#### [About this task]
The lines from the start of the records below through the line containing "Are there any" are to be copied exactly, both ends included, with nothing added.

#### [Data in this exercise]

Issue #3985, opened 2019-06-05
Restrict allowed character sets for names in API (pipelines, jobs, resources, steps, etc)


vito:
## What challenge are you facing?

Tons of issues are opened all the time because various funny characters cause breakage in various places (e.g. `fly`, web UI):

* #2336
* #1892 
* #3941 
* #3787 
* #2211
* #3724
* ...probably like 10 others somewhere I can't find

We've never had any validation for these so folks have started to use all kinds of weird naming schemes which are difficult to support going forward, especially in contexts like `fly` where we often have our own notation in flags.

## What would make this better?

We should just decide on allowable characters and perform validation at pipeline submission time.

If I were to start Concourse over I would have restricted everything to `[a-z0-9-]+` and force everyone to use fairly simple job/pipeline names. I say `a-z` but I really mean alphabetical in whatever language the user speaks - I don't remember the regex notation for that.

I would even go as far as only allowing lowercase characters so we don't have to care about case-sensitivity, and allowing `-` but not `_` so we don't end up with ideological wars.

The advantage of having such a strict set of allowable characters would be that everyone's Concourse feels the same. This also allows us to use notation more freely, e.g. `/` for pipeline hierarchies (https://github.com/concourse/concourse/issues/532).

Are there any use cases out there for certain special characters in job/pipeline names?

How many people have I made angry with my recklessly narrow definition of allowed characters?

pn-santos:
At my company we've already sort of have the convention around using `a-z0-9-` names for pipelines, tasks, jobs and resource names. Although sometimes you see `A-Z` and `_` here and there but it's the minority.

Given that most of these names end up in a URI it makes it much nicer if they are URI "safe" and follow standard best-practices around URI naming schemes (lowercase everywhere, `-` instead of `_` and avoid all characters that would require percent encoding)

hfinucane:
We have a lot of long job names- "test cross-region VPC peering", "deploy to dev", that sort of thing. We could change them to work with no spaces and only dashes, but it might be annoying.

We have something else that's a little hairier- we have our own implementation of spaces using ERB, and for PRs we iterate over the task files in the 'ci' directory of the branch, and then create standalone jobs for each. Currently we're doing something like s/\//::/ to sanitize the names, but that would get less tenable if we were locked down to `a-zA-Z0-9-`.

ukabu:
[...]

PR #4508, opened 2019-09-26
Restrict names by [0-9a-z-] when saving pipeline config 

xtremerui:
names of pipeline, group, resource, resource type, job, get plan, put plan
and task plan are restricted to lower case alphanumeric and '-'

implements https://github.com/concourse/concourse/issues/3985

### DIFF
--- a/atc/api/configserver/save.go
+++ b/atc/api/configserver/save.go
@@ -84,15 +84,15 @@ func (s *Server) SaveConfig(w http.ResponseWriter, r *http.Request) {
 		return
 	}
 
-	warnings, errorMessages := config.Validate()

#### [Answer for this exercise]
Issue #3985, opened 2019-06-05
Restrict allowed character sets for names in API (pipelines, jobs, resources, steps, etc)


vito:
## What challenge are you facing?

Tons of issues are opened all the time because various funny characters cause breakage in various places (e.g. `fly`, web UI):

* #2336
* #1892 
* #3941 
* #3787 
* #2211
* #3724
* ...probably like 10 others somewhere I can't find

We've never had any validation for these so folks have started to use all kinds of weird naming schemes which are difficult to support going forward, especially in contexts like `fly` where we often have our own notation in flags.

## What would make this better?

We should just decide on allowable characters and perform validation at pipeline submission time.

If I were to start Concourse over I would have restricted everything to `[a-z0-9-]+` and force everyone to use fairly simple job/pipeline names. I say `a-z` but I really mean alphabetical in whatever language the user speaks - I don't remember the regex notation for that.

I would even go as far as only allowing lowercase characters so we don't have to care about case-sensitivity, and allowing `-` but not `_` so we don't end up with ideological wars.

The advantage of having such a strict set of allowable characters would be that everyone's Concourse feels the same. This also allows us to use notation more freely, e.g. `/` for pipeline hierarchies (https://github.com/concourse/concourse/issues/532).

Are there any use cases out there for certain special characters in job/pipeline names?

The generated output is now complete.